1st President of the Republic of the Rio Grande
- In office January 17, 1840 – November 6, 1840
- Vice President: José María Jesús Carbajal
- Preceded by: Position established
- Succeeded by: Position abolished

Governor of Tamaulipas
- In office September 30, 1851 – November 19, 1852
- Preceded by: Antonio Canales Rosillo
- Succeeded by: Juan José de la Garza Cisneros

Personal details
- Born: Jesús Cárdenas Duarte

= Jesús de Cárdenas =

Jesús de Cárdenas Duarte was the Governor of Tamaulipas and the President of the Republic of the Rio Grande.

After Coahuila, Nuevo León and Tamaulipas declared independence in October 1838 and formally organized their provisional government on January 18, 1839 with Jesús de Cárdenas as President, the January 28, 1839 supporters of the rebellion placed the flag of this republic in the town square of Guerrero, Tamaulipas and every man went under the banner of the proclaimed Republic of the Rio Grande to kiss the flag as a sign of loyalty. And after a campaign by the inner federalist entities Coahuila, Nuevo León and Tamaulipas, their leaders agreed to hold a convention in Laredo, Texas on January 17, 1840, which declared independence from Mexico and established provisionally the capital of the Republic of the Rio Grande in Laredo, Texas. The Republic of Rio Grande claimed as its territory the areas of Tamaulipas and Coahuila to the north until the Nueces river and Medina respectively, and all the states of Zacatecas, Durango, Chihuahua and Nuevo México, among those present were appointed official representatives of the Republic of the Rio Grande.
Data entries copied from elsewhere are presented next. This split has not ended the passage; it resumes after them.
PR #343, opened 2018-09-07
custom dialog implementation

johnataylor:
slot filling dialog as an example of custom dialogs and composition

PR #357, opened 2018-09-11
Add custom dialog sample for NodeJS

benbrown:
This is a port of @johnataylor's #343 in Node.

TODO:
 - [x] update inline comments
- [x] update readme


benbrown:
It probably makes the most sense to have @johnataylor review this FIRST since this is a direct port of his C# version.

benbrown:
This got rolled into #363

PR #360, opened 2018-09-11
Bug fixes

JonathanFingold:
Fixes:

- Pipe issue with conversation IDs.
- Failing to write when completing a "job".


JonathanFingold:
@daveta , I'm not convinced my "quick and dirty" fix for the pipe issue is the correct one.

Currently in Laredo, Texas is a small museum about the "Republic of the Rio Grande" in the Plaza Zaragoza, one block away from the border with Mexico. The museum is located approximately where the seat of government of the Republic was located, and includes the display of a replica of the flag that flew there, it being assumed that the original flag was probably captured by the centralist Mexican Army, and perhaps it is in the Museum Chapultepec.

== Government ==
- Jesús de Cárdenas, president.
- Antonio Canales, commander-in-chief of the army.
- Juan Nepomuceno Molano, council representative for Tamaulipas.
- Francisco Vidaurri y Villaseñor, council representative for Coahuila.
- Manuel María de Llano, council representative for Nuevo León.
- José María Jesús Carbajal, council secretary.

=== Unrecognized Independence ===
- October 11, 1838, Coahuila, Nuevo León and Tamaulipas, declared their independence.
- January 18, 1839, the government organized, displaying, and rendering honors to the new flag in the Plaza de Ciudad Guerrero, Tamaulipas.

== Uprisings ==
In Coahuila was attacked Antonio Zapata in prison "Agua Verde" and captured on March 15 near Santa Rita de Morelos. Antonio Canales de Rosillo to learn came to his aid, being also defeated by General Mariano Arista, near Morelos. Zapata and some Americans who fought at his side were taken near Monclova and shot. Antonio Canales de Rosillo with little remaining troops retreated to San Antonio, Texas, while Jesus de Cardenas and the caretaker cabinet of the Republic of Rio Grande fled to Victoria, Texas. They traveled through Texas for help, was in Austin, Houston and San Patricio, where he reorganized his army, composed at that time by 300 Mexicans, 140 Americans and 80 Indians, although their number was increasing daily. The main leader of the Americans was Colonel Jordan, who on June 90 assigned men to be in the vanguard of the army of Rio Grande. They moved down the inside of Tamaulipas, Ciudad Victoria without taking a single battle, minions of Jordania treacherous driving to San Luis Potosi, but Colonel suspecting treachery, changed direction and marched towards Saltillo. There, on October 25, 1840 were attacked by the troops of the centralist General Rafael Vásquez and although many of his men deserted, managed to fight back and return to Texas.

In November 1840 a commission of Antonio Canales de Rosillo met the General Mariano Arista to surrender in Camargo and finally Antonio Canales de Rosillo was joined to the centralist army of Mexico as an officer and the rebel states rejoined Mexico. The Republic of Rio Grande only lasted 283 days.